Eu tinha parado de sentir a fome em algum momento enquanto estava debaixo d'água; tornou-se uma constante, como a respiração era para a maioria das pessoas. Mas enquanto eu ficava lá, olhando para a perna macia e exposta, tudo veio rugindo de volta; um vazio horrível e doloroso que era impossível ignorar por outro segundo. Eu agarrei seu tornozelo e afundei meus dentes na carne. Ela gritou, e os outros dois gritaram quando eu arranquei um pedaço de sua perna e a engoli; Na época, era a melhor coisa que eu já provei. Mas não foi o suficiente. Eu a puxei para o chão e mordi novamente, desta vez no pescoço. Só então, ouvi três pancadas fortes e dor explodiu no meu lado e braço. Eu olho para cima e o homem está apontando uma arma para mim. Essas balas doíam, claro, mas não podiam mais me matar do que a água poderia. Quando ele viu que eu ainda estava vivo, ele me atacou e começou a me forçar para a parte de trás do barco. Para a água. Vendo isso, e com o tipo de força que só o terror pode lhe conceder, consegui jogar o homem na água. A mulher que eu não mordi, aparentemente não querendo ficar sozinha comigo, tentou pular atrás dele, mas eu a agarrei e a empurrei para longe do corrimão. Ela caiu para trás e a cabeça bateu no canto de uma cadeira. Sangue começou a vazar da ferida, e ela não se moveu mais depois disso.

Com mais nada para interromper, comecei a comer de novo. Depois de cinco mordidas, vomitei, sangue e pedaços de carne pousando em seu corpo refrescante. Mas a fome não podia ser controlada. Continuei comendo, vomitando várias vezes antes de terminar a primeira garota. Eu andei de um lado para o outro; ela não tinha morrido ainda, só ficou inconsciente, então ela ainda estava quente. Eu não terminei ela. A fome estava satisfeita o suficiente para que eu fosse capaz de parar.

A magnitude do que acabei de fazer começou a surgir em mim. Eu havia matado aquelas duas mulheres e esse homem provavelmente morreria na água. Se eu não fui amaldiçoado antes, eu certamente estou agora. Mas Deus virou as costas para mim há muito tempo. Por que devo seguir Seus mandamentos depois do que Ele me fez passar?

Eu comecei a procurar em volta do barco. Encontrei vários jarros de água, todos drenados, e uma sacola de roupas. Eu estou supondo que eles pertenciam ao homem. Tirei minhas roupas apodrecidas, lavei o sangue do meu rosto e coloquei suas roupas. Me vendo no espelho, vi que não envelhecia desde que fui expulso do navio; Eu ainda parecia ter aproximadamente 23 anos de idade. Pouco depois disso, o barco chegou à costa; a praia estava vazia. Eu saí correndo, querendo chegar o mais longe possível daquele barco.

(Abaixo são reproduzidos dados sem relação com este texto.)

PR #2289, opened 2020-10-01
fix(ui5-input): cancel suggestion selection with ESC

ilhan007:
When the users navigates between the items with UP/DOWN, the value is updated and shows the currently previewed item,
Now, the user is able to "cancel" this selection by pressing ESC.

FIXES: https://github.com/SAP/ui5-webcomponents/issues/2254

### DIFF
--- a/packages/main/src/Input.js
+++ b/packages/main/src/Input.js
@@ -639,7 +639,7 @@ class Input extends UI5Element {
 	}
 
 	_handleEscape() {
-		if (this.Suggestions && this.Suggestions._isItemOnTarget()) {
+		if (this.showSuggestions && this.Suggestions && this.Suggestions._isItemOnTarget()) {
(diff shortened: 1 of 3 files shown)


packages/main/src/Input.js
```diff
@@ -624,6 +638,20 @@ class Input extends UI5Element {
 		}
 	}
 
+	_handleEscape() {
+		if (this.Suggestions && this.Suggestions._isItemOnTarget()) {
```
fifoosid, line 642: I think that we should check if ```this.showSuggestions``` is set as well

fifoosid (changes requested):

fifoosid (changes requested):
The change looks fine to me

fifoosid (approved):

PR #2298, opened 2020-10-05
feat(ui5-side-navigation-item, ui5-side-navigation-sub-item): introduce click event

### LINKED ISSUE #2293: Expose click & toggle events for Side Navigation
Without click events, regular Angular things like `<div routerLink="/"></div>` do not work and must be worked around.
Also, it is impossible to do something when a `<ui5-side-navigation-item>` item is collapsed/expanded as no events are fired. In my use case, I want to store the expanded property in the browser's local store, so that it remains the same way after a page refresh.
Also, the UX of clicking only the icon of the side bar item is not the greatest.

* Expose the click events for `<ui5-side-navigation-item>` and `<ui5-side-navigation-sub-item>`.
* Expose the toggle _(for collapse/expand)_ events for `<ui5-side-navigation-item>` in the case, where `<ui5-side-navigation-sub-item>` exist.
* Make it possible to cause the collapse/expand by clicking anywhere on the `<ui5-side-navigation-item>` instead of just the icon. Could be a new property.

**Describe alternatives you've considered**
* Manually cause clicks:
```html
<ui5-side-navigation (selection-change)="$event.detail.item.click()">
    <ui5-side-navigation-item routerLink="/"></ui5-side-navigation-item>
</ui5-side-navigation>
```
Monkey Patches:
```javascript
this.sideBar //
    .shadowRoot.querySelector('ui5-tree') //
    .shadowRoot.querySelector('ui5-li-tree[icon="course-book"]') //
    .addEventListener('click', () => this.toggleGroup());
```
**Additional context**
toggles

fifoosid:
This PR introduces the following features:
1. For ```ui5-side-navigation-item```:
- ```click``` event
- ```whole-item-toggleable``` property
2. For ```ui5-side-navigation-sub-item```:
- ```click``` event

Fixes #2293


packages/fiori/src/SideNavigation.js
```diff
@@ -182,6 +182,12 @@ class SideNavigation extends UI5Element {
 		const treeItem = event.detail.item;
 		const item = treeItem.associatedItem;
 
+		if (!(item.getAttribute("whole-item-toggleable") === "true")) {
+			item.fireEvent("click");
```
ilhan007, line 186: I think we should always fire click event when item is clicked and fire in addition "toggle" event if the item has children that are expanded collapsed without the whole-item-toggleable thing. Or, if the events are on the SideNavigation - item-click and item-toggle.

ilhan007 (changes requested):

ilhan007 (dismissed):

ilhan007 (approved):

Mais tarde naquele dia, depois de vagar por essa cidade por algumas horas, fiz meu caminho até a praia para ver se alguém havia encontrado o barco. Quando me aproximei, vi uma multidão reunida ali perto e muitas luzes vermelhas e azuis piscando. Dezenas de homens vestidos de preto, com armas nos cintos, estavam reunidos em volta do barco. Eu não fiquei por perto.

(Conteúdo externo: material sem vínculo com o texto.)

PR #2301, opened 2020-10-05
feat(ui5-dialog): introduce resizable property

gmkv:
Part of #2082

### DIFF
--- a/packages/main/src/Dialog.js
+++ b/packages/main/src/Dialog.js
@@ -1,7 +1,5 @@
 import { isPhone, isDesktop } from "@ui5/webcomponents-base/dist/Device.js";
 import Popup from "./Popup.js";
-
-// Dependencies
 import "@ui5/webcomponents-icons/dist/icons/resize-corner.js";
 import Icon from "./Icon.js";
 
@@ -88,6 +86,7 @@ const metadata = {
 		 * <b>Note:</b> The <code>ui5-dialog</code> can be resizable only in desktop mode.
 		 * <br>
 		 * <b>Note:</b> Upon resizing, externally defined height and width styling will be ignored.
+		 * @type {boolean}
 		 * @defaultvalue false
 		 * @since 1.0.0-rc.10
 		 * @public
@@ -198,12 +197,12 @@ class Dialog extends Popup {
 	}
 
 	onBeforeRendering() {
+		this._isRTL = this.effectiveDir === "rtl";
 		this.onPhone = isPhone();
 		this.onDesktop = isDesktop();
 	}
 
 	onEnterDOM() {
-		this._isRTL = this.effectiveDir === "rtl";
 		this._dragMouseMoveHandler = this._onDragMouseMove.bind(this);
 		this._dragMouseUpHandler = this._onDragMouseUp.bind(this);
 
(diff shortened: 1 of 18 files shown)


packages/main/src/Dialog.js
```diff
@@ -267,6 +300,116 @@ class Dialog extends Popup {
...
+		const {
+			width,
+			height,
+			minWidth,
+			minHeight,
+		} = window.getComputedStyle(this);
+
+		this._initialX = event.clientX;
+		this._initialY = event.clientY;
+		this._initialWidth = Number.parseFloat(width);
```
fifoosid, line 324: Please use the global function ```parseFloat``` as it is natively supported by IE. This way babel would not have to transform it when it comes to the es5 build

packages/main/test/specs/Dialog.spec.js
```diff
@@ -80,6 +80,36 @@ describe("Dialog general interaction", () => {
 
 		browser.keys("esc");
 	});
+
+	it.only("resizable", () => {
```
fifoosid, line 84: ```it("resizable", () => {```

Currently this is the only test that is being run from the whole page. After removing the keyword ```only```, all the tests would be run. As much as I can see, the resizable dialog is initially opened. This might be a problem for the other tests. The best solution would be if all the dialogs are initially closed and in the test you open the needed dialog.

fifoosid (changes requested):
I have added a couple of comments. Overall looks good to me. One more thing should be added anyway. It is the ```min-height``` for the content of the dialog. As much as I can see from the spec it should be as follows:
- ```min-height: 2.75rem``` for Cozy
- ```min-height: 2.5rem``` for Compact

packages/main/src/Dialog.js
gmkv: I have added a seperate pull request to add support for Number.parseFloat https://github.com/SAP/ui5-webcomponents/pull/2302

packages/main/test/specs/Dialog.spec.js
gmkv: Sorry, I forgot to remove this `it.only`. I also removed the setTimeout on Dialog.html to restore the other tests as well.

packages/main/src/Dialog.js
```diff
@@ -167,14 +193,22 @@ class Dialog extends Popup {
...
+		return Math.min(Math.max(val, min), max);
+	}
+
 	onBeforeRendering() {
 		this.onPhone = isPhone();
 		this.onDesktop = isDesktop();
 	}
 
 	onEnterDOM() {
+		this._isRTL = this.effectiveDir === "rtl";
```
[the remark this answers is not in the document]
gmkv: Moved it to occur in onBeforeRendering. In the future, it might be better to do this check centrally (once) before all the ui5-webcomponents are rendered. I see a few web components are already doing this very same check, so it's fair to attempt to remove the duplication.

packages/main/src/Dialog.js
```diff
@@ -1,6 +1,10 @@
 import { isPhone, isDesktop } from "@ui5/webcomponents-base/dist/Device.js";
 import Popup from "./Popup.js";
 
+// Dependencies
```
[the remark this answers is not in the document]

ilhan007 (approved):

Percebo agora que fui muito duro com meu julgamento da senhora Harris. Embora ela tenha se esquecido de me libertar é o que levou a tudo isso, ela me ensinou a ler, e isso provou ser inestimável nesse novo mundo. Passei a maior parte do tempo na biblioteca, aprendendo sobre como o mundo havia mudado ao longo dos séculos, todos os avanços que havíamos feito. A maioria das pessoas aceita como a tecnologia surpreendente chegou; podemos conversar com pessoas do outro lado do mundo em tempo real. Quando eu era criança, levaria meses para receber uma mensagem tão distante.

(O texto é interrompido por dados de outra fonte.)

Issue #1242, opened 2020-02-25
Feature Request: Range Slider Component


MarcusNotheis:
**Is your feature request related to a problem? Please describe.**
The library does not have a range slider implementation.

**Describe the solution you'd like**
I'd like for an implementation of Slider based on the [Fiori specifications](https://experience.sap.com/fiori-design-web/range-slider/).

**Describe alternatives you've considered**
Using 2 Input boxes side-by-side. (not a visually appealing)

**Additional context**
None.

Original Issue: SAP/ui5-webcomponents-react#323

PR #2310, opened 2020-10-07
feat(ui5-range-slider): Add Range Slider component

ndeshev:
Introduce ui5-range-slider component that represents a numerical interval and two handles to select a sub-range within it.
The purpose of the component is to enable visual selection of sub-ranges within a given interval.

`<ui5-range-slider start-value="10" end-value="20"></ui5-range-slider>`

**Overview**

`ui5-range-slider` extends the `SliderBase` base class. It contains most of the component's API as well as it's CSS and the core part of the template file:

Properties:

- `min `- The minimum value of the slider range
- `max `- The maximum value of the slider range
- `value `- The current value of the slider
- `step `- Determines the increments in which the slider will move
- `showTickmarks` - Displays a visual divider between the step values
- `showToolTip `- Determines if a tooltip should be displayed above the handle
- `labelInterval `- Labels some or all of the tickmarks with their values.
- `disabled`- Defines whether the <code>Slider</code> is in disabled state.

Events:

- `change` - Fired when the value changes and the user has finished interacting with the slider.
- `input` - Fired when the value changes due to user interaction that is not yet finished - during mouse/touch dragging.

`ui5-range-slider` extends the API above with its specific properties:

- `startValue` - Defines start point of a selection - position of a first handle on the slider.
- `endValue` - Defines end point of a selection - position of a second handle on the slider.

**Main features:**
The Range Slider allows users to:

- Change the `startValue` or `endValue` by clicking on the RangeSlider progress tracker or moving the handles.
- Drag the whole selected range to increase or decrease the start and end values.
- Handles (and values) can move across each other. If the start-handle passes over the end-handle the 'startValue' and 'endValue' properties are swapped, in order the start-handle to always represent the 'startValue' and so for the endValue/handle.
- define custom "min" and "max" values of the Slider, they can be positive or negative numbers, round or decimal ones.
- define a custom step - the step is the number with which the Slider value is increased/decreased. It also can be a round number or  a decimal one.
- the `startValue` and `endValue` properties are always kept within the boundaries of the `min` and `max` they are synchronized between each other, along with their visual UI representation.


packages/main/src/Slider.js
```diff
@@ -0,0 +1,457 @@
...
+		const max = this.max;
+		const min = this.min;
+		const percentageComplete = (value - min) / (max - min);
+		const sliderDomRect = this.boundingDOMRect;
+		const translatePx = percentageComplete * sliderDomRect.width;
+		const handleDom = this.handle;
+
+		// Update the position of the handle depending on the value
+		// Center the Slider Handle position under the cursor/pointer
+		handleDom.style.setProperty("left", `${translatePx}px`);
```
ilhan007, line 360: You have to check how we add inline styles usually in one of the existing components

For example

```js
// Input.js
get styles() {
		return {
			suggestionPopoverHeader: {
				"display": this._listWidth === 0 ? "none" : "inline-block",
				"width": `${this._listWidth}px`,
				"padding": "0.5625rem 1rem",
			},
...

// InputPopover.hbs

<ui5-responsive-popover style="{{styles.suggestionsPopover}}"
```

packages/main/src/Slider.js
```diff
@@ -0,0 +1,457 @@
...
+			// Center the Slider Handle position under the cursor/pointer
+			handleDom.style.setProperty("left", `${translatePx}px`);
+			this.shadowRoot.querySelector(".ui5-slider-progress").style.setProperty("transform", `scaleX(${percentageComplete})`);
+		} else {
+			const percentageCompleteSecondHandle = (endValue - min) / (max - min);
+			const percentageComplete = (startValue - min) / (max - min);
+			const translatePx = percentageComplete * sliderDomRect.width;
+			const translatePxSecondHandle = percentageCompleteSecondHandle * sliderDomRect.width;
+			const rangeProgress = ((endValue - startValue) - min) / (max - min);
+			this.shadowRoot.querySelector(".ui5-slider-handle").style.setProperty("left", `${translatePx}px`);
```
ilhan007, line 388: same as the comment above about setting inline styles.

packages/main/src/Slider.js
```diff
@@ -0,0 +1,457 @@
...
+
+		// Do not update value if press is in range (only for range sliders (when valueEnd property is set)
+		if (oldEndValue && newValue >= oldStartValue && newValue <= oldEndValue) {
+			return;
+		}
+
+		// In case of Range Slider assign the handle clossest to the press point, otherwise - the single handle's DOM
+		_this.handle = _this._getClosestHandle(clientX, newValue);
+
+		const moveHandler = moveEvent => {
```
ilhan007, line 212: You can create these methods in the constructor and not defining them on each handle down.
See the Dialog.js for reference,  it is quite similar to what you need, particularly  these methods:

_onDragMouseMove
_onDragMouseUp
_attachDragHandlers
_detachDragHandlers

packages/main/src/Slider.js
```diff
@@ -0,0 +1,457 @@
...
+	_handleInput() {
+
+	}
+
+	// TODO Include touch/pointer events, keyboard handling
+	/**
+	 * Called when the user starts interacting with the slider
+	 */
+	_handleDown(event) {
+		const _this = this;
```
ilhan007, line 190: don't need _this, if you have it because of:
```js
const moveHandler = moveEvent => {
	_this._handleMove(moveEvent);
};
```

note arrow functions do not default this to the window scope, rather they execute in the scope they are created

packages/main/src/Slider.js
```diff
@@ -0,0 +1,457 @@
...
+		]);
+	}
+
+	constructor() {
+		super();
+		this.i18nBundle = getI18nBundle("@ui5/webcomponents");
+	}
+
+	_handleChange() {
+
```
ilhan007, line 178: Remove the handlers here and in the HBS file if you don`t use them

packages/main/src/Slider.js
```diff
@@ -0,0 +1,457 @@
...
+	events: /** @lends sap.ui.webcomponents.main.Slider.prototype */ {
+		/**
+		 * Fired when the value changes and the user has finished interacting with the slider.
+		 *
+		 * @event
+		 * @public
+		*/
+		change: {},
+		/**
+		 * Fired when the value changes due to user interaction.
```
ilhan007, line 126: You have to clarify that it is fired  "during the dragging period" otherwise both sound too similar

packages/main/src/Slider.js
```diff
@@ -0,0 +1,457 @@
...
+		/**
+		 * Maximum value of the slider
+		 * <br><br>
+		 *
+		 * @type {Float}
+		 * @defaultvalue 100
+		 * @public
+		 */
+		max: {
+			type: Float,
```
ilhan007, line 41: the defaultValue is missing

packages/main/src/Slider.js
```diff
@@ -0,0 +1,457 @@
...
+
+// Styles
+import SliderStyles from "./generated/themes/Slider.css.js";
+
+/**
+ * @public
+ */
+const metadata = {
+	tag: "ui5-slider",
+	altTag: "ui5-slider",
```
ilhan007, line 17: altTag is needed if it differs from the "tag" - you can remove it.

packages/main/src/Slider.js
```diff
@@ -0,0 +1,457 @@
...
+
+		// In case of Range Slider assign the handle clossest to the press point, otherwise - the single handle's DOM
+		_this.handle = _this._getClosestHandle(clientX, newValue);
+
+		const moveHandler = moveEvent => {
+			_this._handleMove(moveEvent);
+		};
+		const upHandler = () => {
+			_this._handleUp();
+			_this.removeEventListener("mouseup", upHandler);
```
ilhan007, line 217: The "mouseup" is added to the body, but removed on the component

Should not we have
document.body.removeEventListener("mouseup", upHandler); 
as you do for the "mousemove"

packages/main/src/Slider.js
```diff
@@ -0,0 +1,457 @@
...
+		}
+		this.step = step;
+	}
+
+	onEnterDOM() {
+		this._initialUISync() 
+	}
+
+	onBeforeRendering() {
+		if (this.step !== 1) {
```
ilhan007, line 435: code styling: move the lifecycle methods at the beginning, right after the constructor, as we have them there usually.

packages/main/src/themes/Slider.css
```diff
@@ -0,0 +1,90 @@
...
+	display: inline-block;
+}
+
+
+:host {
+	cursor: pointer;
+	vertical-align: top;	
+	position: relative;
+	width: 100%;	
+	z-index: 0;
```
ilhan007, line 11: check if you really need the z-index

ilhan007 (changes requested):
Niki, Thanks for the PR.

I tried it briefly and I looked at the code, it works fine to me and conceptually I don't find  major things.

The way you apply styles to the DOM element is something that you should refactor. We do it more declaratively so to say, compared to the imperative approach you have. You will find more details in the inlined comment.

Regarding the API, I would say we should discuss the "value" and "endValue' thing within the team, otherwise it seems fine.

ndeshev:
Hey Ilhan,

Thank you for your comments and kind feedback. Just want to say I am working on the range selection concept (with the endValue prop) at the moment and it is not yet functional. I will write an update when I have progress later.

packages/main/src/Slider.js
ndeshev: Yup :) converted the functions to arrow ones and forgot to remove the local this ref, thanks :)

ndeshev:
I separated the Slider and Range Slider functionality and introduced a new common base class - SliderBase.
I created a new draft pull request for the Slider and will continue to update this one as a stand alone RangeSlider component.

ndeshev:
Feature Request: #1242

ndeshev:
Hello, I rebased this PR based on the Slider's branch.

**Current progress overview:**

- Range Slider includes the features of the Slider component, plus specific Range features like swapping the values when one handle come across the other, and moving the whole range selection when dragging it.
- The code review comments changes are done **(including the ones from the Slider's pull request that are relevant)**
- Theme styles are added according to the specifications, including HCW and HCB variants. 
- RTL support is implemented
- Playground samples
- Test page and unit tests
- Accessibility and keyboard handling will be added on a later stage.
- The branch is synced with the updated UI5 Web Components master branch.

ndeshev:
Hi colleagues, everything we discussed about the Slider's implementation is now adapted and applied here to the Range Slider and it is ready to be reviewed again.

packages/main/src/RangeSlider.js
```diff
@@ -0,0 +1,382 @@
...
+		startValue: {
+			type: Float,
+			defaultValue: 0,
+		},
+		/**
+		 * Defines end point of a selection - position of a second handle on the slider.
+		 * <br><br>
+		 *
+		 * @type {Float}
+		 * @defaultvalue 0
```
ilhan007, line 33: should be 100 right?

packages/main/src/RangeSlider.js
```diff
@@ -0,0 +1,382 @@
...
+	},
+};
+
+/**
+ * @class
+ *
+ * Represents a numerical interval and two handles (grips) to select a sub-range within it.
+ *
+ * <h3 class="comment-api-title">Overview</h3>
+ * The purpose of the control is to enable visual selection of sub-ranges within a given interval.
```
ilhan007, line 49: Use component, instead of control everywhere

packages/main/src/RangeSlider.js
```diff
@@ -0,0 +1,382 @@
...
+		this.syncUIAndState("startValue", "endValue");
+		this._updateHandlesAndRange(null);
+	}
+
+	/**
+	 * Called when the user starts interacting with the slider
+	 *
+	 * @private
+	 */
+	_onmousedown(event) {
```
ilhan007, line 138: I found the following methods a little hard to read: _onmousedown _handleMove _calculateRangeOffset _setCurrentValueType. Could you try to slice them into logical pieces and smaller methods.

packages/main/src/RangeSlider.js
```diff
@@ -0,0 +1,382 @@
...
+ *
+ * <h3>ES6 Module Import</h3>
+ *
+ * <code>import "@ui5/webcomponents/dist/RangeSlider";</code>
+ *
+ *
+ * @constructor
+ * @author SAP SE
+ * @alias sap.ui.webcomponents.main.RangeSlider
+ * @extends sap.ui.webcomponents.base.UI5Element
```
vladitasev, line 81: wrong extends

packages/main/src/RangeSlider.js
```diff
@@ -0,0 +1,382 @@
...
+		// Check if the new value is in the current select range of values
+		this._isNewValueInCurrentRange = newValue > oldStartValue && newValue < oldEndValue;
+		// Save the initial press point coordinates (position).
+		this._initialPageXPosition = this.constructor.getPageXValueFromEvent(event);
+		// Determine value to be modified depending on the the handle clossest to the press point
+		this._setCurrentValueType(this._initialPageXPosition, newValue);
+
+		// Use the progress bar to save the initial coordinates of the start-handle when the interaction begins.
+		// We will use it as a reference to calculate a moving offset if the whole range selection is dragged.
+		this._initialStartHandlePageX = this.directionStart === "left" ? this.shadowRoot.querySelector(".ui5-slider-progress").getBoundingClientRect().left : this.shadowRoot.querySelector(".ui5-slider-progress").getBoundingClientRect().right;
```
vladitasev, line 158: Code duplication, extract:
this.shadowRoot.querySelector(".ui5-slider-progress").getBoundingClientRect()
to a new variable before this line

packages/main/src/RangeSlider.js
```diff
@@ -0,0 +1,382 @@
...
+		const min = this._effectiveMin;
+		const max = this._effectiveMax;
+		const step = this._effectiveStep;
+		const dom = this.getBoundingClientRect();
+		const selectedRange = this.endValue - this.startValue;
+
+		// The difference between the new position of the pointer and when the press event initial occured, based on the dragging direction
+		const positionOffset = currentPageXPos > this._initialPageXPosition ? currentPageXPos - this._initialPageXPosition : this._initialPageXPosition - currentPageXPos;
+		let startValue;
+		let	startValuePageX;
```
vladitasev, line 273: tab instead of space

packages/main/src/RangeSlider.js
ndeshev: I broke them apart except for the _setCurrentValueType method. I think it will only make it harder to follow if I compose it from few smaller functions. But I changed its name and added additional comments to improve its readability.

ilhan007 (approved):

Muitas vezes penso no fato de que nunca vou morrer. Às vezes esse pensamento me emociona; Vou ver como será o mundo daqui a centenas de anos. Outras vezes me horroriza; Eu nunca serei capaz de ter um relacionamento duradouro. Meus parceiros envelheceriam e morreriam e eu não. E se algum desastre acabar com toda a vida neste planeta e eu estiver sozinho em um mundo morto para sempre? 

Não tenho certeza do que farei para ocupar meu tempo para sempre, mas tenho certeza de uma coisa: nunca mais vou me aproximar do oceano.